500,000 whole genomes!
A new publication from UKBB is out here.
It’s quite amazing to see an analysis of ~500,000 whole genome sequences. I’m super interested to dig into this paper because I’m still a big believer that the next frontier in target discovery must be in revealing the secrets of the non-coding genome. I suppose with a dataset like this we can start to do just that.
They called >1 billion SNPs, >100 million indels across three different tools. The numbers involved here are pretty mind boggling.
These bioinformaticians definitely need a pat on the back - not to mention the data engineers and everyone else involved.
They found >30,000 GWAS hits for 763 binary and 71 quantitative phenotypes across the different ancentry subgroups. There was a 12% increase compared to SNP arrays, which I’m sure justifies the added cost! It’s kind of tantalising to think that there’s 30,000 potential disease-relevant genetic associations. The question then becomes how on earth do you prioritise what to study in more detail - what to validate in silico and in the lab? Clearly, this is the kind of job aritifical intelligence could have a big impact in.
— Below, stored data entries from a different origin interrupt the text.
PR #1915, opened 2023-03-31
fix: nextup can have undefined parent id

ThibaultNocchi:
* nextUp was called for each library, while the function itself overwrote the whole state. This resulted in nextUp being populated by the latest library fetched. I reduced it to a single call cause removing the parentId gets us the classic nextUp experience from web.
* Wait the refresh promises at the end of the function, as we don't have to wait for them in the body of the function

### DIFF
--- a/frontend/src/store/userLibraries.ts
+++ b/frontend/src/store/userLibraries.ts
@@ -124,7 +124,7 @@ class UserLibrariesStore {
     useSnackbar(t('errors.anErrorHappened'), 'error');
   };
 
-  private _fetchUserViews = async (): Promise<void> => {
+  private _updateUserViews = async (): Promise<void> => {
     const remote = useRemote();
 
     try {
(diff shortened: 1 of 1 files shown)


frontend/src/store/userLibraries.ts
```diff
@@ -271,18 +272,26 @@ class UserLibrariesStore {
...
   public refresh = async (): Promise<void> => {
-    await this._fetchUserViews();
-    await this._fetchAudioResumes();
-    await this._fetchVideoResumes();
-    await this._fetchIndexCarouselItems();
+    const promises: Promise<void>[] = [];
+
+    this._state.value.homeSections.upNext = [];
+
+    promises.push(
```
ferferga, line 279: Why not add them directly to the declared array instead of pushing?

ferferga (changes requested):
As we discussed previously, the `fetchX` naming it's unfortunate, since the function in reality fetches **and** sets the state. Can you change it to `updateX` or something like that, so it's more clear?

Also, I think we can remove a lot of checks in the functions and replace them with the `this._state.X = fetchedX ?? []`

ThibaultNocchi:
@ferferga all of these are now done :)

ferferga (approved):

PR #1917, opened 2023-03-31
refactor(vue3): search

ferferga:
* Memoize previous search queries
* Use computed for data filters
* Fix old results temporarily appearing when clearing the query


ThibaultNocchi (approved):
LGTM

PR #1928, opened 2023-04-05
Some more and cleanups but also fix the app bar and search sizing

aweebs:
It looks good again! No more gaps!

image

Sidenote, the elevation property on the app bar applies a drop shadow which makes it look like there is a tiny gap between the bars when there are multiple, but it's much clearer in light mode that's a drop shadow. We could remove that entirely.


ThibaultNocchi:
I don't mind you removing the elevated attribute in this PR :)

frontend/src/components/Layout/AppBar/AppBar.vue
```diff
@@ -1,8 +1,10 @@
 <template>
   <v-app-bar
-    :class="useResponsiveClasses('app-bar-safe-zone')"
+    class="app-bar-safe-zone"
     :elevation="transparentAppBar ? 0 : 3"
-    :color="transparentAppBar ? 'transparent' : undefined">
+    :color="transparentAppBar ? 'transparent' : undefined"
+    density="compact"
+    flat>
```
ferferga, line 7: Why?

ferferga (changes requested):
The real fix for the elevation would be to use this: https://vuetifyjs.com/en/api/v-app-bar/#slots-extension

This would also allow us to remove a lot of CSS hacks that we currently have, which also borks the transitions as of now, iirc.
The problem is that last time I tried we don't have a nice way for teleporting the extended app bar's content into the extension slot. I didn't try it much, so if you can give it another look please.

Vue team is, as far as I know, improving teleport (by including utils like vue-safe-teleport natively) so that would be much easier in the future

frontend/src/components/Layout/AppBar/AppBar.vue
aweebs: The flat property removes the default drop shadow (which displays as if it had `elevation` of 4. This won't matter until we remove the elevation property though. I'm going to look into using the app-bar extension as you pointed out though.

aweebs:
I started looking into using the app bar extension and portal and also didn't get very far. Adding the app bar extension slot causes the height to shift regardless if content is rendered in it, and even then portaling to it requires a dom entry, so I'm not sure there's a great solution available right now. I've removed the drop shadows by applying the `flat` property in the meantime and it looks good now.

ThibaultNocchi (changes requested):
You remove the different padding classes styles, but they are used around the app. So either the concerned parts look the same without it and you can remove the classes on the tags, or you can't :)

aweebs:
> You remove the different padding classes styles, but they are used around the app. So either the concerned parts look the same without it and you can remove the classes on the tags, or you can't :)

I decided to remove that commit. I'm less sure about these changes after thinking on it for a bit, and before doing that I'd like  find out which devices use those `env` values and see the path through an emulator rather than potentially break the UI for someone's device.

ThibaultNocchi (approved):
LGTM, could you rebase the branch please? :)

ferferga (changes requested):
Fix the lint error as well, please

PR #1930, opened 2023-04-06
fix: locale with dashes in it used to get a locale name didn't work + linter errors + no negative conditions

ThibaultNocchi:


ThibaultNocchi:
@ferferga this is fixed :)

frontend/src/store/playbackManager.ts
```diff
@@ -540,7 +540,12 @@ class PlaybackManagerStore {
    * Updates mediasession metadata based on the currently playing item
    */
   private _updateMediaSessionMetadata = (): void => {
-    if (!isNil(this.currentItem)) {
+    if (isNil(this.currentItem)) {
```
ferferga, line 543: I think this whole block can be removed and just leave what is in the `else` part? This seems redundant to me.

ThibaultNocchi: Indeed, refactored

ferferga (approved):

PR #1932, opened 2023-04-07
fix: version selector not working

### LINKED ISSUE #1931: Version Selector is not working
### Description of the bug

Version selector for multiple versions available movies are not working. Right now available versions are showing as a single line.

### Steps to reproduce

1. Make sure you have a movie/episode with multiple versions
2. Try to select second version

### Expected behavior

Version selector should work and media should be able to switch

### Logs

_No response_

### Screenshots

Screenshot from 2023-04-07 11-50-36

### Platform

Linux

### Browser

Firefox

### Jellyfin server version

10.8.9

### Additional context

_No response_

HazilMohamed:
Fixes #1931

NB: One problem I can see here is we are not resetting index of audio, video and subtitles. So, there might be a chance to have empty values while switching across versions here. I'm fairly new to vue, If you have any suggestion on how can I fix that, please let me know :sweat_smile:

### DIFF
--- a/frontend/src/pages/item/_itemId/index.vue
+++ b/frontend/src/pages/item/_itemId/index.vue
@@ -145,6 +145,7 @@
                 <v-col class="px-0" :cols="12" :sm="10">
                   <media-stream-selector
                     v-if="currentSource.MediaStreams"
+                    :key="currentSource.Id || ''"
                     :media-streams="
                       getMediaStreams(currentSource.MediaStreams, 'Video')
                     "
@@ -162,6 +163,7 @@
                 <v-col class="px-0" :cols="12" :sm="10">
                   <media-stream-selector
                     v-if="currentSource.MediaStreams"
+                    :key="currentSource.Id || ''"
                     :media-streams="
                       getMediaStreams(currentSource.MediaStreams, 'Audio')
                     "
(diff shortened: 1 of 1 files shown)


ThibaultNocchi:
Good job, I think I know how to fix the other selects.

As they pick the default value when the component `media-stream-selector` is created, the easiest way to make them pick the new default is by recreating them. By chance, the `key` prop (https://vuejs.org/api/built-in-special-attributes.html#key) makes a component re-create when its value is changed:

> It can also be used to force replacement of an element/component instead of reusing it.

I tried it locally, and it works great. So best way is to use `currentSource.Id || ''` as a key on the 3 `media-stream-selector`. :)

HazilMohamed:
@ThibaultNocchi yup that solves that issue. updated the PR too

ThibaultNocchi:
It seems like fixing the selector is great, but it doesn't play the selected version though, only the default one. Wanna look into it or we merge your PR and I check that?

HazilMohamed:
You can take it up if you want. I'll go through the code and try to figure out what's wrong

ThibaultNocchi:
Ok, it seems that it's a little bit more than just passing the value somewhere, our current logic doesn't take into account media sources: https://github.com/jellyfin/jellyfin-vue/blob/master/frontend/src/store/playbackManager.ts#L1117

I'll just merge your PR and quickly implement it. :)

ThibaultNocchi (approved):

PR #1933, opened 2023-04-07
fix: properly disconnect user when server is unreachable

### LINKED ISSUE #1929: Can't reset client when auto-reconnecting to a user with a server not responding
### Description of the bug

If you load the page with a user already connected to a server not responding, there's no way to go to the "add server" page. You can log out (with a bad UI though) and get stuck in the user picker page from the unresponsive server. And there, you can manually go to /server/add by changing the URL, but that's all.

### Steps to reproduce

- Login with a user with the "remember me" set to ON
- Close the page
- Stops the JF server
- Opens the page

### Expected behavior

It should logout the user and redirect to the /server/add page.

### Logs

_No response_

### Screenshots

_No response_

### Platform

Linux

### Browser

Firefox

### Jellyfin server version

10.8.9

### Additional context

_No response_

ThibaultNocchi:
fix #1929

### DIFF
--- a/frontend/src/pages/server/login.vue
+++ b/frontend/src/pages/server/login.vue
@@ -68,18 +68,26 @@ import { isEmpty } from 'lodash-es';
 import { UserDto } from '@jellyfin/sdk/lib/generated-client';
 import { getBrandingApi } from '@jellyfin/sdk/lib/utils/api/branding-api';
 import { getUserApi } from '@jellyfin/sdk/lib/utils/api/user-api';
-import { useRoute } from 'vue-router';
+import { getSystemApi } from '@jellyfin/sdk/lib/utils/api/system-api';
+import { useRoute, useRouter } from 'vue-router';
 import { useI18n } from 'vue-i18n';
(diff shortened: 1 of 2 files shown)


frontend/src/pages/server/login.vue
```diff
@@ -68,19 +68,27 @@ import { isEmpty } from 'lodash-es';
...
 const route = useRoute();
+const router = useRouter();
 const remote = useRemote();
 const api = remote.sdk.oneTimeSetup(
   remote.auth.currentServer?.PublicAddress || ''
 );
 
 route.meta.title = t('login.login');
 
+try {
```
ferferga, line 86: Why is this needed here? Doesn't the interceptor catches this already?

ThibaultNocchi: Nope, cause in this case it doesn't get a 401, just a NET_ETROR from Axios, hence the interceptor doing nothing and just throwing the error.

ferferga (approved):

PR #1936, opened 2023-04-07
feat: refresh user on page load

ThibaultNocchi:


ferferga (changes requested):
Why not do this in the plugin initialization? In the auth plugin constructor, for instance.

ThibaultNocchi:
@ferferga It's implemented now in the constructor :)

frontend/src/plugins/remote/auth/index.ts
```diff
@@ -197,6 +198,22 @@ class RemotePluginAuth {
...
 
+  /**
+   * Refreshes the current user infos, to fetch a new picture for instance
+   */
+  public async refreshCurrentUserInfo(): Promise<void> {
+    if (!isNil(this.currentUser) && !isNil(this.currentServer)) {
+      const api = useOneTimeAPI(
+        this.currentServer.PublicAddress,
+        this.getUserAccessToken(this.currentUser)
+      );
```
ferferga, line 209: If there's an user logged in, you don't need the `OneTimeApi`, you can use the global api instance. In fact if there's no global api defined, we can assume there's no current user/server. Check [this](https://github.com/jellyfin/jellyfin-vue/blob/master/frontend/src/plugins/remote/sdk/index.ts#L17-L51)

ferferga (changes requested):
This made me realize that we could probably simplify our checks in a lot of places, but that's for another time lol

frontend/src/plugins/remote/auth/index.ts
ferferga: Fair enough, this reminds me that I need to add a way to debug circular dependencies in Vite.

ferferga (approved):

PR #1939, opened 2023-04-10
fix: reloading after client changes

ferferga:
This should work out of the box for clients that have been running already, but the service worker will be permanent to them. all data associated with the site must be cleared for it to be completeley gone.

### DIFF
--- a/frontend/package.json
+++ b/frontend/package.json
@@ -88,7 +88,6 @@
     "unplugin-vue-router": "0.5.4",
     "vite": "4.2.1",
     "vite-plugin-pages": "0.29.0",
-    "vite-plugin-pwa": "0.14.7",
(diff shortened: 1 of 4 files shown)


frontend/index.html
```diff
@@ -6,6 +6,8 @@
     <meta
       name="viewport"
       content="width=device-width, initial-scale=1, minimum-scale=1, maximum-scale=1, user-scalable=no, viewport-fit=cover">
+	<meta http-equiv="Cache-Control" content="max-age=0, no-cache, no-store, must-revalidate">
+	<meta http-equiv="Expires" content="0">
```
ThibaultNocchi, line 10: Those aren't needed, I just tried  :)

ThibaultNocchi (approved):
LGTM

PR #1943, opened 2023-04-10
fix: remaining type errors

ferferga:
Locales are fully typed now. Keep track of https://github.com/intlify/vue-i18n-next/issues/1116 for better TS support for them

The rest of them are waiting for PRs at Vuetify's side, an SDK upgrade and a further investigation of our typed routes setup
Deep type instantiation is also fixed


frontend/src/components/Item/Metadata/ImageEditor.vue
```diff
@@ -7,8 +7,7 @@
       xl="1"
       lg="3"
       md="4"
-      sm="6"
-      xs="12">
+      sm="6">
```
ThibaultNocchi, line 10:
```suggestion
      sm="6"
      cols="12">
```

This is what the xs prop is really named

frontend/src/components/Item/Metadata/ImageEditor.vue
```diff
@@ -42,8 +41,7 @@
...
```
ThibaultNocchi, line 44: Same as above

frontend/src/components/Layout/AppBar/Buttons/UserButton.vue
```diff
@@ -3,7 +3,7 @@
     <template #icon>
       <user-image :user="auth.currentUser" :size="40" rounded />
       <v-menu location="bottom">
-        <v-list class="min-list-width" dense>
+        <v-list class="min-list-width">
```
ThibaultNocchi, line 6: Maybe we should use the `density` prop?

frontend/src/components/Playback/UpNext.vue
```diff
@@ -13,13 +13,12 @@
...
-                  {{ $tc('units.time.seconds', currentItemTimeLeft) }}
-                </span>
-              </template>
-            </i18n>
+            <span>
+              {{ $t('dialog.upNext.nextItemPlayingIn') }}
+              <span class="text-primary darken-2">
+                {{ $tc('units.time.seconds', currentItemTimeLeft) }}
+              </span>
+            </span>
```
ferferga, line 21: This is not strictly the original code, but as this component is still not plugged-in to the video player, it will probably need a refactor anyway.

The time should be passed as a prop as well, it looks strange to me to pass this as an slot.

ThibaultNocchi (approved):

PR #1947, opened 2023-04-12
ui: more library cards on big screens + slightly bigger font on home carousel

### LINKED ISSUE #1924: Scaling issue (i.e. 1440p)
### Description of the bug

There are scaling issue with some components on screens resolutions other than 1920p x 1080p. While it is not a critical issue, some UI components look a bit weird on different screen resolutions. As an example I provided a couple of screenshots in the screenshot section of this issue.

### Steps to reproduce

Use a 1440p screen resolution. This can easily be emulated in browsers.

### Expected behavior

Nice and 🤌 looking scaling on other screen resolutions than 1920p x 1080p.

### Logs

```text
N/A
```

## 1440p show thumbnails
afbeelding

## 1080p show thumnails
afbeelding

## 1440p home screen
afbeelding

## 1080p home screen
afbeelding

### Platform

Windows

### Browser

Firefox

### Jellyfin server version

10.8.9

### Additional context

```text
N/A
```

ThibaultNocchi:
fix #1924

* Display 12 cards on `xxl` screens (>1200px width) on the library page
* Slightly bigger font on home carousel titles. I haven't increased much due to text already be in rem and those handled by the browser.

### DIFF
--- a/frontend/src/components/Item/ItemGrid.vue
+++ b/frontend/src/components/Item/ItemGrid.vue
@@ -107,4 +107,12 @@ withDefaults(
 .large-grid.xl .card-grid-container.xl {
   grid-template-columns: repeat(5, minmax(calc(100% / 5), 1fr));
 }
+
+.card-grid-container.xxl {
+  grid-template-columns: repeat(12, minmax(calc(100% / 12), 1fr));
+}
+
+.large-grid.xxl .card-grid-container.xxl {
+  grid-template-columns: repeat(6, minmax(calc(100% / 6), 1fr));
+}
 </style>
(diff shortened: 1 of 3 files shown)


ferferga (approved):
@ThibaultNocchi LGTM, although honestly I think this is not the best solution.

Ideally, we get the grid working in such a way that we set the maximum height & width of a single card with a relative unit (no hardcoded pixels at all), so a single card has good sizing across all display sizes. 

Then, we let the grid fill all the available space with as many cards possible.

This would be fully display-size agnostic, setting the amount of cards to show for size ranges works but it's "hacky" imo. We aren't taking into account DPI either with this, which my proposal probably would.

This is not blocking at all (thus why I'm approving), but I'm leaving this so you can try and tackle it in this PR, or get this merged and open an issue to track this (as you prefer).

PR #1953, opened 2023-04-14
feat: load attached fonts properly

noaione:
Now attached fonts should load and not falling back to Liberation Sans

**Preview**
image

### DIFF
--- a/frontend/src/store/playerElement.ts
+++ b/frontend/src/store/playerElement.ts
@@ -85,7 +85,7 @@ class PlayerElementStore {
     }
   };
 
-  private _setSsaTrack = (trackSrc: string): void => {
+  private _setSsaTrack = (trackSrc: string, loadedFonts?: string[]): void => {
     if (
       !jassub &&
       mediaElementRef.value &&
@@ -94,6 +94,7 @@ class PlayerElementStore {
       jassub = new JASSUB({
         video: mediaElementRef.value,
         subUrl: trackSrc,
+        fonts: loadedFonts,
         workerUrl: jassubWorker,
         availableFonts: { 'liberation sans': jassubDefaultFont },
         // Both parameters needed for subs to work on iOS
@@ -101,6 +102,12 @@ class PlayerElementStore {
         onDemandRender: false
       });
     } else if (jassub) {
+      if (Array.isArray(loadedFonts)) {
+        for (const font of loadedFonts) {
+          jassub.addFont(font);
+        }
+      }
+
       jassub.setTrackByUrl(trackSrc);
     }
   };
@@ -113,6 +120,17 @@ class PlayerElementStore {
 
       jassub = undefined;
     }
+  };
+
+  private _isSupportedFonts = (mimeType: string): boolean => {
+    // ttf,otf,woff,woff2
+
+    return (
+      mimeType.startsWith('font/') &&
+      (mimeType.includes('ttf') ||
+        mimeType.includes('otf') ||
+        mimeType.includes('woff'))
+    );
   };
 
   /**
@@ -140,6 +158,14 @@ class PlayerElementStore {
         }
       }
 
+      const remote = useRemote();
+
+      let serverAddress = '';
+
+      if (remote.sdk.api) {
+        serverAddress = remote.sdk.api.basePath as string;
+      }
+
       playerElement.freeSsaTrack();
 
       /**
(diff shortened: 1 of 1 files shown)


frontend/src/store/playerElement.ts
```diff
@@ -115,6 +122,17 @@ class PlayerElementStore {
     }
   };
 
+  private _isSupportedFonts = (mimeType: string): boolean => {
+    // ttf,otf,woff,woff2
```
ferferga, line 126:
```suggestion
  private _isSupportedFont = (mimeType: string): boolean => {
```

We're checking a single font here
The comment is useless given how concise the function is, imo.

frontend/src/store/playerElement.ts
```diff
@@ -140,6 +158,14 @@ class PlayerElementStore {
         }
       }
 
+      const remote = useRemote();
```
ferferga, line 161: Move this to the top of the function please

frontend/src/store/playerElement.ts
```diff
@@ -140,6 +158,14 @@ class PlayerElementStore {
...
+
+      let serverAddress = '';
+
+      if (remote.sdk.api) {
+        serverAddress = remote.sdk.api.basePath as string;
+      }
```
ferferga, line 167:
```suggestion
      const serverAddress = remote.sdk.api?.basePath;
```

frontend/src/store/playerElement.ts
```diff
@@ -154,6 +180,19 @@ class PlayerElementStore {
         (sub) => sub.srcIndex === playbackManager.currentSubtitleStreamIndex
       );
 
+      const attachedFonts =
+        playbackManager.currentMediaSource?.MediaAttachments?.filter((attach) =>
+          this._isSupportedFonts(attach.MimeType || '')
```
ferferga, line 185:
```suggestion
        playbackManager.currentMediaSource?.MediaAttachments?.filter((a) =>
          a.MimeType ? this._isSupportedFonts(a.MimeType) : false
```

I think this one is less obscure for a filter function

frontend/src/store/playerElement.ts
```diff
@@ -154,6 +180,19 @@ class PlayerElementStore {
...
+        )
+          .map((attach): string | undefined => {
+            if (attach.DeliveryUrl && serverAddress) {
+              return `${serverAddress}${attach.DeliveryUrl}`;
```
ferferga, line 189:
```suggestion
          .map((a) => {
            if (a.DeliveryUrl && serverAddress) {
              return `${serverAddress}${a.DeliveryUrl}`;
```
To keep it consistent from above.
I also think the type annotations for the return are unnecessary in this case, but ignore that change if locally you get linter complaints.

frontend/src/store/playerElement.ts
```diff
@@ -154,6 +180,19 @@ class PlayerElementStore {
...
+            }
+          })
+          .filter((attach) => attach !== undefined && attach !== null) as
+          | string[]
+          | undefined;
```
ferferga, line 194:
```suggestion
          .filter((a): a is string => a !== undefined && a !== null) ?? [];
```

Use a type guard so types are correct after filtering

frontend/src/store/playerElement.ts
```diff
@@ -94,13 +94,20 @@ class PlayerElementStore {
...
         prescaleFactor: 0.8,
         onDemandRender: false
       });
     } else if (jassub) {
+      if (Array.isArray(loadedFonts)) {
+        for (const font of loadedFonts) {
+          jassub.addFont(font);
+        }
+      }
+
```
ferferga, line 110:
```suggestion
    } else if (jassub && Array.isArray(loadedFonts)) {
        for (const font of loadedFonts) {
          jassub.addFont(font);
        }
```

Also, are you sure this is ever going to be needed? I'm on mobile right now, but iirc we created/destroyed jassub every time the currently playing item changes? Or maybe just on unmount?

ferferga (changes requested):
Thank you very much for your contribution! 🙌

Just checked and I didn't see you in our Matrix room, so take this as an invitation to join. It's more easier to get in touch there for planning/dev questions.

This is pretty good overall, but some minor nitpicky stuff to (probably) keep the complexity level below the threshold!

noaione:
Applied suggestion, somehow sonarlint complexity check got worse though. Also joined the matrix channels.

ferferga (approved):

PR #2861, opened 2026-09-08
feat: merge crew entries for people with multiple roles

shbernal:
**Changes**

The server sends one `People` entry per credit, so a person credited for several jobs on the same item is listed once per job — Edgar Wright shows up twice in the crew list of *Scott Pilgrim vs. the World*, same avatar, once as Director and once as Screenplay. This combines the credits belonging to the same person into a single entry listing every role, e.g. "Director / Screenplay / Producer". Actors are untouched, so someone playing multiple characters still gets an entry per character.

It follows what jellyfin-web does since https://github.com/jellyfin/jellyfin-web/pull/8209 (shipped in 12.0), using the same merged types — director, writer, producer, which is also what the server keeps in `TmdbUtils.WantedCrewKinds` — and the same `" / "` separator.

The merging lives in a new `getMergedCrew()` in `utils/items.ts`, used by the `crew` computed on both the item and the series page.

One deliberate extra: the crew filter was `['Director', 'Writer']`, so producers never appeared in the crew list at all, unlike in the web client. They are included now. If that was intentional and you would rather keep producers out, say so and I will drop that part — the merging itself works either way.

**Code assistance**

Written with Claude Code using the Opus 5 model. It audited which clients were missing the behavior, wrote `getMergedCrew()` and the call sites, and verified the result by running the dev server against a Jellyfin 12.0 server and driving it in a headless browser. I reviewed the change myself.

Verified against a real library. Crew list for *Scott Pilgrim vs. the World*, before:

They highlight a small analysis of so-called human “knockouts” where there are homozygous loss-of-function variants in the protein coding sequence. These are particularly fascinating to study from the perspective of drug discovery as you can begin to analyse the predicted effects of pharmacological inhibition of a particular gene. Although homozygous gene deletion throughout life, as per these human knockouts, does not quite equate to drug modulation later in life within the context of a disease. Nevertheless, these human “knockouts” could be particularly informative with regards to safety - which genes can we essentially live a healthy life without? The most famous dataset of human “knockouts” was of course the Born in Bradford study. That was one of those papers that you read and it makes you say wow!
The UKBB paper goes on to carry out a few other distinct analyses such as one focussed on gene-phenotype associations from rare variants in UTRs. Really, the paper only seems to touch the surface of what is possible with this kind of dataset. I’m sure many more papers will follow on from this.